In a recent study published in PLoS ONE, researchers assessed the protective effect of sleep on children’s executive skills during coronavirus disease 2019 (COVID-19) isolation.
The COVID-19 pandemic affected all elements of our daily lives. Many nations have established a confinement plan to limit the virus’s spread. Confinement poses harm to the mental health of both adults and adolescents.
However, it is unknown if confinement has harmful long-term effects on development. In addition to consequences related to mental health, adolescents, adults, and young children have reported alterations in sleep patterns due to COVID-19 confinement.
Young children had altered sleep patterns, including irregular bedtimes, increased day-to-day variability as well as fragmentation of sleep. Confinement reduced sleep in children and adults, although it remains unclear whether severely decreased sleep affects later cognitive and behavioral development.
About the study
In the present study, researchers employed COVID-19 confinement to examine whether a reduction in children’s sleep affected their executive function six months later.
During the COVID-19 confinement period observed in 2020, participants were selected through the distribution of flyers via social media and databases and at kindergartens, childcare facilities, and pediatric hospitals.
To evaluate children’s sleep during the acute period of confinement in April 2020, the team conducted an online survey in English, Italian, French, and Spanish. A retrospective evaluation of the period preceding confinement (pre-confinement and an evaluation of the current situation (during confinement) were conducted.

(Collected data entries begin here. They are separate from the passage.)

Issue #7022, opened 2024-01-12
Graph: Link to App which does not exist


hhovsepy:
Happen on Kiali master.
Setup an env with waypoint proxy.
```
kind create cluster --config=- <<EOF
kind: Cluster
apiVersion: kind.x-k8s.io/v1alpha4
name: ambient
nodes:
- role: control-plane
- role: worker
- role: worker
EOF
./hack/istio/install-istio-via-istioctl.sh -c kubectl -cp ambient 
./hack/istio/install-bookinfo-demo.sh -c kubectl -ai false -tg
kubectl apply -f _output/istio-1.20.0/samples/addons/kiali.yaml
kubectl create clusterrolebinding kiali-binding --clusterrole=cluster-admin --serviceaccount=istio-system:kiali
kubectl apply -k "[github.com/kubernetes-sigs/gateway-api/config/crd?ref=v1.0.0](http://github.com/kubernetes-sigs/gateway-api/config/crd?ref=v1.0.0)"
./_output/istio-1.20.1/bin/istioctl x waypoint apply -n bookinfo
```

Go to Graph page and select the waypoing proxy `namespace-istio-waypoint`, on the right side panel of Graph you will see a reference to 'Application' which does not exist:
![Screenshot from 2024-01-12 15-07-37](https://github.com/kiali/kiali/assets/604313/30fb7969-513b-45ff-83cf-69197aea7275)
![Screenshot from 2024-01-12 15-07-52](https://github.com/kiali/kiali/assets/604313/53a285e6-d1c5-4e92-8180-44b752455069)

The workload of that waypoint proxy does not contain 'app' label:
![Screenshot from 2024-01-12 15-11-34](https://github.com/kiali/kiali/assets/604313/30ee64c3-4cbd-4ce9-bd24-fcd4aaa97c53)

Expected behavior: No Application link in graph, only the link to Workload.

PR #7026, opened 2024-01-15
Hide application link for waypoint in graph

josunect:
**Describe the change**

It looks like the graph generation is not looking at the labels of the workload, it is looking at the [source_canonical_service](https://github.com/kiali/kiali/blob/master/graph/telemetry/istio/istio.go#L280) to fill the fill the app field. 

That's the reason to include the waypoint check in the frontend code. 

**Issue reference**

Ref. https://github.com/kiali/kiali/issues/7022

### DIFF
--- a/frontend/src/pages/Graph/SummaryPanelNode.tsx
+++ b/frontend/src/pages/Graph/SummaryPanelNode.tsx
@@ -48,8 +48,6 @@ const defaultState: SummaryPanelNodeState = {
   isActionOpen: false
 };
 
-const waypointPrefix = 'istio-waypoint';
-
 type ReduxProps = {
   kiosk: string;
   rankResult: RankResult;
@@ -226,7 +224,7 @@ export class SummaryPanelNodeComponent extends React.Component<SummaryPanelNodeC
               )}
 
               {secondBadge}
-              {!this.isWaypoint(nodeData) && (
+              {!nodeData.isWaypoint && (
                 <div className={nodeInfoStyle}>
                   {renderBadgedLink(nodeData)}
                   {renderHealth(nodeData.health)}
@@ -249,10 +247,6 @@ export class SummaryPanelNodeComponent extends React.Component<SummaryPanelNodeC
       </div>
     );
   }
-
-  private isWaypoint = (nodeData: DecoratedGraphNodeData): boolean => {
-    return nodeData.app?.endsWith(waypointPrefix) ? true : false;
-  };
 
   private renderWorkloadSection = (nodeData: DecoratedGraphNodeData): React.ReactNode => {
     if (!nodeData.hasWorkloadEntry) {
--- a/frontend/src/pages/Graph/SummaryPanelNode.tsx
+++ b/frontend/src/pages/Graph/SummaryPanelNode.tsx
@@ -129,7 +129,7 @@ export class SummaryPanelNodeComponent extends React.Component<SummaryPanelNodeC
     const shouldRenderDestsList = destsList && destsList.length > 0;
     const shouldRenderSvcList = servicesList && servicesList.length > 0;
     const shouldRenderService = service && ![NodeType.SERVICE, NodeType.UNKNOWN].includes(nodeType);
-    const shouldRenderApp = app && ![NodeType.APP, NodeType.UNKNOWN].includes(nodeType);
+    const shouldRenderApp = app && ![NodeType.APP, NodeType.UNKNOWN].includes(nodeType) && !nodeData.isWaypoint;
     const shouldRenderWorkload = workload && ![NodeType.WORKLOAD, NodeType.UNKNOWN].includes(nodeType);
     const shouldRenderTraces =
       !isServiceEntry &&
--- a/frontend/src/pages/Graph/SummaryPanelNode.tsx
+++ b/frontend/src/pages/Graph/SummaryPanelNode.tsx
@@ -48,6 +48,8 @@ const defaultState: SummaryPanelNodeState = {
   isActionOpen: false
 };
 
+const waypointPrefix = 'istio-waypoint';
+
 type ReduxProps = {
   kiosk: string;
   rankResult: RankResult;
@@ -224,11 +226,12 @@ export class SummaryPanelNodeComponent extends React.Component<SummaryPanelNodeC
               )}
 
               {secondBadge}
-
-              <div className={nodeInfoStyle}>
-                {renderBadgedLink(nodeData)}
-                {renderHealth(nodeData.health)}
-              </div>
+              {!this.isWaypoint(nodeData) && (
+                <div className={nodeInfoStyle}>
+                  {renderBadgedLink(nodeData)}
+                  {renderHealth(nodeData.health)}
+                </div>
+              )}
             </span>
           </div>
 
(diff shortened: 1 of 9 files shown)


jshaughn (commented):
The fundamental problem here is that we're trying to introduce Istio infrastructure into the application graph. To some degree we do this already with sidecar proxies, but because they are bundled with application pods it's not as explicit and obtrusive.    But with waypoints Istio is leaking this infra telemetry into the application namespaces. I'm not even sure Istio should be generating this telemetry, and maybe it will go away.  But for now it does exist and so I guess we need to deal with it.  We can't just treat these nodes like standard application nodes, and I think there may be multiple places where we will find ourselves wanting to do some special-case handling.

I don't really love this approach.  Instead, I'd recommend that we make this determination on the server side, as part of what happens in the new "ambient" appender.   We can add an `IsWaypoint` metadata and just pass it up as node data.  Then the UI can do what it wants to do whenever there is special handling involved.

josunect:
> The fundamental problem here is that we're trying to introduce Istio infrastructure into the application graph. To some degree we do this already with sidecar proxies, but because they are bundled with application pods it's not as explicit and obtrusive. But with waypoints Istio is leaking this infra telemetry into the application namespaces. I'm not even sure Istio should be generating this telemetry, and maybe it will go away. But for now it does exist and so I guess we need to deal with it. We can't just treat these nodes like standard application nodes, and I think there may be multiple places where we will find ourselves wanting to do some special-case handling.
> 
> I don't really love this approach. Instead, I'd recommend that we make this determination on the server side, as part of what happens in the new "ambient" appender. We can add an `IsWaypoint` metadata and just pass it up as node data. Then the UI can do what it wants to do whenever there is special handling involved.

I like this approach, it can also be really useful for other issues.
In the last commit I've included the _isOutOfMesh_ to fix this issue: https://github.com/kiali/kiali/issues/7027 as I think it could also be part of this appender.

jshaughn:
> I like this approach, it can also be really useful for other issues.
In the last commit I've included the isOutOfMesh to fix this issue: https://github.com/kiali/kiali/issues/7027 as I think it could also be part of this appender.

+1.  In general, I think it is best if the client-side is as dumb as possible, and worried specifically about "presentation", minimizing any other sort of logic.  With this approach we defer the logic to the back-end and the front-end just reacts to the information.

frontend/src/types/Graph.ts
```diff
@@ -474,6 +474,8 @@ export interface DecoratedGraphNodeData extends GraphNodeData {
   httpOut: number;
   // true if has istio namespace
   isIstio?: boolean;
+  // true if is an Ambient Istio waypoint
+  isWaypoint?: boolean;
```
jshaughn, line 478: This should actually be moved to the base type,`GraphNodeData`.    You may also want to add this in the `NodeAttr` definition.

graph/telemetry/istio/appender/ambient.go
```diff
@@ -34,11 +34,13 @@ func (a AmbientAppender) AppendGraph(trafficMap graph.TrafficMap, globalInfo *gr
 	log.Trace("Running ambient appender")
 
 	if !a.Waypoints {
-		a.removeWaypointEntries(trafficMap, globalInfo, namespaceInfo)
+		a.isWaypoint(trafficMap, globalInfo, true)
+	} else {
+		a.isWaypoint(trafficMap, globalInfo, false)
 	}
```
jshaughn, line 40: Fine as is, but could reduce to just one line:

`a.isWaypoint(trafficMap, globalInfo, !a.Waypoints)`

jshaughn (commented):
@josunect Looks good, this is the approach we talked about.  A couple of comments.  Also, if you wanted to you could add waypoints to graph find/hide, but maybe it's not necessary given that we already have the Display option.

frontend/src/types/Graph.ts
josunect: Moved and added also to NodeAttr

graph/telemetry/istio/appender/ambient.go
josunect: oh! Good catch

frontend/src/pages/Graph/SummaryPanelNode.tsx
```diff
@@ -224,11 +224,12 @@ export class SummaryPanelNodeComponent extends React.Component<SummaryPanelNodeC
...
-              <div className={nodeInfoStyle}>
-                {renderBadgedLink(nodeData)}
-                {renderHealth(nodeData.health)}
-              </div>
+              {!nodeData.isWaypoint && (
+                <div className={nodeInfoStyle}>
+                  {renderBadgedLink(nodeData)}
+                  {renderHealth(nodeData.health)}
+                </div>
+              )}
```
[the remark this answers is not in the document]
josunect: But this is really the problem: 

image

The waypoint proxy doesn't have an app label, so the app link or text should not be there, and also the health (Probably is using the label to select the workload to get the health so it does not exist and appears as unknown)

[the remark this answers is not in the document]
hhovsepy: @josunect @jshaughn wdyt to show some label or info near the '**Application**', like '(Waypoint proxy)' or something similar, as the application link or text does not exist anymore.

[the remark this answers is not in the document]
josunect: Maybe we can add something like this? 

image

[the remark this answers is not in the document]
hhovsepy: +1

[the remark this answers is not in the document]
jshaughn: I'm also +1.  One suggested change, please update the PfBadge from `W` to `WP`.  I think it's a little confusing as `W` is the PfBadge for Workload, which is used a lot.  `WP` is already used for WasmPlugin, but that is much less of an overlap, and never shows up in the graph side panel.

frontend/src/types/Graph.ts
```diff
@@ -399,6 +399,8 @@ export interface GraphNodeData {
   isOutside?: boolean;
   isRoot?: boolean;
   isServiceEntry?: SEInfo;
+  // true if is an Ambient Istio waypoint
```
jshaughn, line 402:
```suggestion
```

graph/telemetry/istio/appender/ambient.go
```diff
@@ -33,12 +33,10 @@ func (a AmbientAppender) AppendGraph(trafficMap graph.TrafficMap, globalInfo *gr
...
 	log.Trace("Running ambient appender")
 
-	if !a.Waypoints {
-		a.removeWaypointEntries(trafficMap, globalInfo, namespaceInfo)
-	}
+	a.isWaypoint(trafficMap, globalInfo, !a.Waypoints)
 }
 
-func (a AmbientAppender) removeWaypointEntries(trafficMap graph.TrafficMap, globalInfo *graph.AppenderGlobalInfo, namespaceInfo *graph.AppenderNamespaceInfo) {
+func (a AmbientAppender) isWaypoint(trafficMap graph.TrafficMap, globalInfo *graph.AppenderGlobalInfo, remove bool) {
```
jshaughn, line 39: Very minor, but `isWaypoint` seems like a function that would test something and return a bool.  Maybe rename to something like `processWaypoints` or `handleWaypoints` ?

jshaughn (commented):
Looking good, some final comments...

graph/telemetry/istio/appender/ambient.go
josunect: Changed to handleWaypoints

jshaughn (approved):
Perfecto!  With the work we are doing to handle it, I hope Istio continues to generate the waypoint telem :-)

hhovsepy (approved):
thanks @josunect looks good:
Screenshot from 2024-01-18 17-34-42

A November 2020 survey (follow-up) retrospectively evaluated the executive functions of the same participants during the prior six months. Information related to 412 preschoolers was collected for the study.

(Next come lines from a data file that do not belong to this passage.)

PR #7028, opened 2024-01-15
added the arm arch

pbajjuri20:
Update the ARM arch to support for the ARM cluster

### DIFF
--- a/hack/istio/install-testing-demos.sh
+++ b/hack/istio/install-testing-demos.sh
@@ -74,7 +74,7 @@ HELPMSG
 done
 
 # check arch values
-if [ "${ARCH}" != "ppc64le" ] && [ "${ARCH}" != "s390x" ] && [ "${ARCH}" != "amd64" ]; then
+if [ "${ARCH}" != "ppc64le" ] && [ "${ARCH}" != "s390x" ] && [ "${ARCH}" != "amd64" ] && [ "${ARCH}" != "arm" ]; then
   echo "${ARCH} is not supported. Exiting."
   exit 1
 fi


hack/istio/install-testing-demos.sh
```diff
@@ -74,7 +74,7 @@ HELPMSG
 done
 
 # check arch values
-if [ "${ARCH}" != "ppc64le" ] && [ "${ARCH}" != "s390x" ] && [ "${ARCH}" != "amd64" ]; then
+if [ "${ARCH}" != "ppc64le" ] && [ "${ARCH}" != "s390x" ] && [ "${ARCH}" != "amd64" ] && [ "${ARCH}" != "arm" ]; then
```
ScriptingShrimp, line 77: please add mention of arm on [line 59](https://github.com/kiali/kiali/blob/2bd3c211592905e84bb78507a2c796b0b6b4f89a/hack/istio/install-testing-demos.sh#L59C8-L59C8) 

on other lines of this file there is reference to `${ARCH}` when calling other scripts, please ensure that other scripts are compatible as well 

- [ ] [line 108](https://github.com/kiali/kiali/blob/2bd3c211592905e84bb78507a2c796b0b6b4f89a/hack/istio/install-testing-demos.sh#L108) /install-bookinfo-demo.sh
- [ ] [line 110](https://github.com/kiali/kiali/blob/2bd3c211592905e84bb78507a2c796b0b6b4f89a/hack/istio/install-testing-demos.sh#L110) install-error-rates-demo.sh

currently install-sleep-demo.sh does not support arch variable, it might cause issues

Additionally we want to merge this into 1.73 branch for OSSM 2.5

ScriptingShrimp (changes requested):

Issue #7030, opened 2024-01-15
Remove graph "Compress-On_hide" Display option


jshaughn:
This Display option is probably not used, and likely is not well-understood.  It has historically been flaky and now, with the addition of the new "Show Waypoints" option, the Display menu is getting very long, often occluding the on-screen graph icons.  Finally, the feature can not be offered in the Patternfly version of the graph, only Cytoscape.

When `Compress-on-hide` is enabled, which is the default, it means that when the user hides graph elements (via find/hide) there will be a graph re-layout in order to compress the graph into a smaller form, after the nodes are removed.  When not enabled the graph elements remain in place, with the missing elements simply being removed.  This is rarely, if ever, desired, and so for simplicity, this option will be removed.

PR #7031, opened 2024-01-15
Remove graph CompressOnHide option.

jshaughn:
closes https://github.com/kiali/kiali/issues/7030

The option should no longer show up in graph Display menu and the behavior should now always be to compress the graph (i.e. re-layout as if the hidden elements don't exist).


josunect (approved):
Works as expected: 

image

No option in the menu, it works as if compressOnHide was enabled. 

Code LGTM!

PR #7032, opened 2024-01-15
[cypress] Add graph side panel multi-cluster test implementation

### LINKED ISSUE #6476: Multicluster - Automated testing for multi-cluster graph scenarios
Test for multi-cluster specific features of the graph page:

- Check that the graph has two regions.
- Clicking on a node in the "remote" region links you to the details page for that node.

nrfox:
** Describe the change **

Adds remaining graph multi-cluster test implementations.

** Issue reference **

Fixes #6476

### DIFF
--- a/frontend/cypress/integration/common/graph_context_menu.ts
+++ b/frontend/cypress/integration/common/graph_context_menu.ts
@@ -1,4 +1,4 @@
-import { After, Then, When } from '@badeball/cypress-cucumber-preprocessor';
+import { Then, When } from '@badeball/cypress-cucumber-preprocessor';
 import { clusterParameterExists } from './navigation';
 import { ensureKialiFinishedLoading } from './transition';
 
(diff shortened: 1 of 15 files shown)


frontend/cypress/integration/featureFiles/graph_context_menu.feature
```diff
@@ -9,14 +9,12 @@ Feature: Kiali Graph page - Context menu actions
     Given user is at administrator perspective
     When user graphs "bookinfo" namespaces
 
-  @bookinfo-app
```
matejnesuta, line 12: Do we really want to delete this? This tag is for the demo-app detection and the test is for single cluster.

frontend/cypress/integration/featureFiles/graph_context_menu.feature
```diff
@@ -9,14 +9,12 @@ Feature: Kiali Graph page - Context menu actions
...
   Scenario: Actions in context menu for service node with existing traffic routing
     And user opens the context menu of the "productpage" service node
     And user should see "no" cluster parameter in links in the context menu
     And user clicks the "delete-traffic-routing" item of the context menu
     Then user should see the confirmation dialog to delete all traffic routing
 
-  @bookinfo-app
```
matejnesuta, line 19: Same as the tag before.

frontend/cypress/integration/common/graph_context_menu.ts
```diff
@@ -44,3 +84,45 @@ Then('user should see {string} cluster parameter in links in the context menu',
...
+  'user should see the {string} cluster parameter in the {string} link in the context menu',
+  (cluster: string, linkText: string) => {
+    cy.get(`[data-test="graph-node-context-menu"]`).within(() => {
+      cy.get('a').contains(linkText).should('have.attr', 'href').and('include', `clusterName=${cluster}`);
+    });
+  }
+);
+
+// @istio-config-cleanup
+After({ tags: '@istio-config-cleanup' }, () => {
```
matejnesuta, line 98: I love the idea, but I have a few suggestions:

It is usually better to perform cleanups optionally before the execution of a specific test and not after. The remaining objects can be still handy for debugging purposes.

The name of the tag seems too general, as it does not cover all of the Istio configs. 

I would also move this hook to the hooks.ts file.

matejnesuta (changes requested):

frontend/cypress/integration/featureFiles/graph_context_menu.feature
nrfox: Ah no I had some issues with this hook when running locally so I removed it but forgot to add it back.

frontend/cypress/integration/common/graph_context_menu.ts
nrfox: > It is usually better to perform cleanups optionally before the execution of a specific test and not after. The remaining objects can be still handy for debugging purposes.

This is true but keeping these objects around affects actual traffic on the graph which affects the rest of the tests. With multi-primary, you actually need to setup the request routing for each cluster that your service is located in otherwise traffic won't be sent to the service located in the cluster without the request routing objects created there. At first I tried duplicating the objects to both clusters but this was more awkward than just deleting the objects right after the test completed. I can give that another try.

nrfox: Alright now the configuration gets duplicated to both clusters as part of the scenario rather than removing the istio config at the end.

matejnesuta:
LGTM

matejnesuta (approved):

PR #7698, opened 2024-09-04
[1.73] Fix flaky int tests with tempo tracing

mkralik3:
### Describe the change
The Kiali Integration tests related to `Tracing` are sometimes flaky when Tempo tracing is used (since the older jaeger collector is used for ossm 2.6 / Kiali 1.73, so query to tempo tracing can take longer )
In the Kiali CR, I increased the query timeout to 60s, however, the test uses hardcoded 10s.

This PR increases client timeout to 60s for Tracing and Spans tests. ( to be aligned with downstream pipeline where integration with tempo is tested )

The backport is not needed since the newer Kali version supports Tempo querier, which is faster than the old and, in a little while, deprecated Jaeger querier.

Tested this change 3x against clusters: OCP on OpenStack, ARM, IPv6, ARO, ROSA, IBM P and all integration tests passed. ( so they are not flaky anymore )

### DIFF
--- a/tests/integration/utils/kiali/kiali_client.go
+++ b/tests/integration/utils/kiali/kiali_client.go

In the initial study, the Children’s Sleep Habits Questionnaire was used to quantify children’s sleep. The team investigated the sleep patterns of children across four basic sleep domains: bedtime, nighttime sleep duration, sleep latency, and nighttime awakenings.

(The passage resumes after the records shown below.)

Issue #7651, opened 2024-08-20
Issue querying Grafana Mimir for metrics


JDuskey:
### Describe the bug

When using Mimir as the backing datasource, we get lots of logs like this:
```
Error getting Prometheus version: invalid character 'p' after top-level value
```

It looks like this is caused by Kiali checking a `/version` endpoint that is as far as I can find scarcely documented. Mimir offers the same `/api/v1/status/buildinfo` that prometheus has documented, but there seems to be no way to force this to be used. Furthermore, if I could get it to be used, the format of the JSON is different than what is provided by `/version`, so it wouldn't be parseable. I originally added a PR to add this to the thanos_proxy configs similar to the other overrides that are already provided, but closed that PR out to have a discussion here instead.

Ideally this `/version` endpoint also isn't harcoded, but I'd like to at least use what is documented in the Prometheus project:
https://prometheus.io/docs/prometheus/latest/querying/api/#:~:text=GET%20/api/v1/status/buildinfo

### What are the steps to reproduce this bug?

1. Configure Kiali to use Mimir for metrics
2. Look at logs for Prometheus version errors

jmazzitelli:
Sounds like we could add some kind of setting in the Prometheus external_services to tell it where the version endpoint is. We have something similar for Istio -- see https://kiali.io/docs/configuration/kialis.kiali.io/#.spec.external_services.istio.url_service_version

We could add something for prometheus... something similar to the health_check_url we already have: https://kiali.io/docs/configuration/kialis.kiali.io/#.spec.external_services.prometheus.health_check_url

(BTW: @JDuskey did you set the xternal_services.prometheus.health_check_url? Maybe that does what you need already?)

nrfox:
I suspect that `/version` is an older endpoint and `/api/v1/status/buildinfo`  is "newer". I don't even see `/version` documented anywhere in the current docs. IMO we should just use `/api/v1/status/buildinfo`. 

https://prometheus.io/docs/prometheus/latest/querying/api/#build-information

> It looks like this is caused by Kiali checking a /version endpoint that is as far as I can find scarcely documented.

There's some info on what endpoints Kiali requires from prom [here](https://kiali.io/docs/configuration/p8s-jaeger-grafana/prometheus/#compatibility-with-prometheus-like-servers) but you're right it doesn't include `/version`  and I don't think it's exhaustive. We should update to the docs to spell out what all the endpoints are exactly.

jmazzitelli:
[...]

PR #7703, opened 2024-09-04
use prometheus buildinfo endpoint to get its version

jmazzitelli:
fixes: https://github.com/kiali/kiali/issues/7651


jmazzitelli:
How to test:

Install everything, and make sure Kiali can talk to Prometheus.

Look at the Mesh page, click on Prometheus node, and check that you can see the version of your Prometheus - it should be a valid version string; it should not be `unknown` or empty string (`""`).

jshaughn (approved):
Seems to work:
image

image

PR #7735, opened 2024-09-11
Certificate information per control plane in the Mesh page

### LINKED ISSUE #7456: Show certificate information per controlplane

Certificate information should be shown per controlplane instead from a single controlplane.

The certificates info dropdown only shows certificate information from a single controlplane. This isn't entirely accurate when there's multiple controlplanes either with revision based deployments and/or with multi-primary.

Screenshot from 2024-06-20 11-49-24

### What is the new behavior?

Certificates info is moved to the mesh page. When you click on a controlplane node the certificate information is shown for that particular controlplane.

leandroberetta:
Resolves #7456 

image


jmazzitelli:
I can see the cert info in the mesh page (note: I had to resolve the conflicts in the operator PR, but after that, this worked):

image

frontend/package.json
```diff
@@ -1,4 +1,5 @@
 {
+  "proxy": "http://localhost:20001",
```
jmazzitelli, line 2: IIRC, we don't commit changes to the proxy setting here

models/mesh.go
```diff
@@ -1,8 +1,13 @@
 package models
 
 import (
+	"time"
+
 	corev1 "k8s.io/api/core/v1"
 
+	"crypto/x509"
+	"encoding/pem"
```
jmazzitelli, line 9: trivial: the go core libs should go up top in the first group

```suggestion
	"crypto/x509"
	"encoding/pem"
	"time"

	corev1 "k8s.io/api/core/v1"
```

models/mesh.go
```diff
@@ -120,8 +125,34 @@ type ControlPlaneConfiguration struct {
...
-	DNSNames   []string `yaml:"dnsNames"`
-	SecretName string   `yaml:"secretName"`
+	DNSNames      []string  `yaml:"dnsNames"`
+	ConfigMapName string    `json:"configMapName"`
+	Issuer        string    `json:"issuer"`
+	NotBefore     time.Time `json:"notBefore"`
+	NotAfter      time.Time `json:"notAfter"`
+	Error         string    `json:"error"`
+	Accessible    bool      `json:"accessible"`
+	ClusterName   string    `json:"cluster"`
```
jmazzitelli, line 135: I noticed the existing settings have "yaml" in the struct tags. However, this new code uses "json". Seems odd that sometimes we have yaml and sometimes its json - we should be consistent and use the ones we need (or specify both).

jmazzitelli (changes requested):

frontend/package.json
leandroberetta: My bad...

models/mesh.go
leandroberetta: Well, I think the right one is json in this case, I fixed one tag what was still using yaml.

istio/discovery.go
```diff
@@ -83,6 +85,16 @@ func (in *Discovery) getControlPlaneConfiguration(kubeCache cache.KubeCache, con
 		return nil, err
 	}
 
+	certConfigMap, err := kubeCache.GetConfigMap(controlPlane.IstiodNamespace, certificatesConfigMapName)
+	if err != nil {
+		return nil, err
+	}
```
nrfox, line 91: I don't think a failure here should result in the whole function returning an error. Can we log an error or warning if `err != nil` and then parse if there's no error?

frontend/src/pages/Mesh/target/TargetPanelControlPlane.tsx
```diff
@@ -260,6 +264,20 @@ export class TargetPanelControlPlane extends React.Component<
...
+    return API.getIstioCertsInfo()
+      .then(response => {
+        this.setState({
+          certificates: response.data
+        });
+      })
+      .catch(error => {
+        AlertUtils.addError('Error fetching namespace certificates.', error, 'default', MessageType.ERROR);
+      });
+  };
```
nrfox, line 279: Since the certificates are already coming from `data.infraData.config.certificates`, do we need this API call / endpoint at all?

mesh/api/api_test.go
```diff
@@ -253,11 +279,13 @@ func TestMeshGraph(t *testing.T) {
...
+
 	expected, _ := os.ReadFile("testdata/test_mesh_graph.expected")
-	if runtime.GOOS == "windows" {
-		expected = bytes.Replace(expected, []byte("\r\n"), []byte("\n"), -1)
-	}
-	expected = expected[:len(expected)-1] // remove EOF byte
+	//if runtime.GOOS == "windows" {
+	//	expected = bytes.Replace(expected, []byte("\r\n"), []byte("\n"), -1)
+	//}
+	//expected = expected[:len(expected)-1] // remove EOF byte
```
nrfox, line 288: Does this need to be removed?

leandroberetta: Probably not, it was something I added at the beginning, then I found why it was failing, forgot to remove it. Thanks.

jmazzitelli (dismissed):

istio/discovery.go
```diff
@@ -83,6 +92,14 @@ func (in *Discovery) getControlPlaneConfiguration(kubeCache cache.KubeCache, con
 		return nil, err
 	}
 
+	certConfigMap, err := kubeCache.GetConfigMap(controlPlane.IstiodNamespace, certificatesConfigMapName)
+	if err != nil {
+		log.Warningf("Unable to get certificate configmap [%s/%s]. Err: %s", controlPlane.IstiodNamespace, certificatesConfigMapName, err)
+	} else {
+		cert, _ := parseIstioControlPlaneCertificate(certConfigMap)
```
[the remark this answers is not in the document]
leandroberetta: The potential error is set on a "error" field, which is then show in the UI if it happens (nicely, unable to decode or parse). I will remove the returned error, because is not necessary.

nrfox (approved):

The caregivers were asked to rate the phrases “My child goes to bed at the same time every night” for bedtime, ”My child falls asleep 20 minutes after bedtime” for sleep latency, “My child sleeps for approximately the same timespan every day” for nighttime sleep duration and “How frequently does your child awaken during the night?” for nighttime awakenings.
Parents completed the Behavior Rating Inventory of Executive Function-Preschool Version (BRIEF-P) in November 2020. The BRIEF-P serves as a tool for measuring executive functioning in children between the ages of two years to five years and 11 months. Following the BRIEF-P scoring guidelines, each participant’s responses were categorized into five subscales: inhibit, emotional control, shift, working memory, and organizing/planning.
The team evaluated the impact of COVID-19 confinement on the sleep of preschool children by comparing changes between pre-confinement and during-confinement and found two significant alterations.
First, bedtimes had become more consistent, indicating that children had a higher chance of going to bed at the same time each night under confinement than before.
Secondly, short sleep latency was recorded more frequently, suggesting that children were asleep within 20 minutes of going to bed more often during confinement than before confinement. As a result of the acute confinement implementation, the stability in neither nighttime awakenings nor nighttime sleep duration altered significantly.
The absence of a significant impact suggested that the bedtimes, nighttime sleep duration, sleep latency, and nighttime awakenings of preschool children did not predict the cognitive outcomes estimated as executive functions six months later. Furthermore, the team explored whether the acute shift in children’s sleep behavior after COVID-19 confinement predicted their executive functions six months later. Results showed that alterations in nighttime awakenings could effectively predict subsequent inhibitory self-control index.
The team also found that gender was an important factor in the inhibit score subscale, with boys exhibiting lower inhibitory scores than girls. On the Emotional Control Subscale, emergent metacognition index, inhibitory self-control index, and the global executive composite (GEC), boys had lower scores than girls. The incorporation of variables revealed that a higher degree of caregiver stress predicted a lower flexibility index, GEC, and shift subscale. Additionally, the inclusion of covariates had a slight effect on the results, but did not alter the significance threshold for children’s Nighttime Awakenings as predicting factors in the inhibitory self-control index, emotional control subscales, and inhibit at follow-up.
The team also discovered a correspondence between inhibitory self-control and nighttime awakening indices. This was noted as confinement-induced alterations in nighttime awakening inversely predicted the subscale of Inhibitory self-control at the time of follow-up. In addition, more frequently occurring nighttime awakenings had a detrimental influence on the emotional control subscale during the time of follow-up. Furthermore, there were no remarkable effects of the shift in Nighttime Awakening on the subscales of working memory, shift, and plan/organize.
The study findings indicated the effect of sleep quality on cognitive performance, particularly during development. The data showed that preschoolers also had disturbed sleep in the setting of COVID-19, which particularly predicted inhibitory self-regulation outcomes six months later. Acute deterioration of nightly sleep during critical periods may interfere with cognitive development processes. The researchers believe that in challenging contexts, cognitive growth mechanisms in preschool children could be aided by the sleeping habits of the children.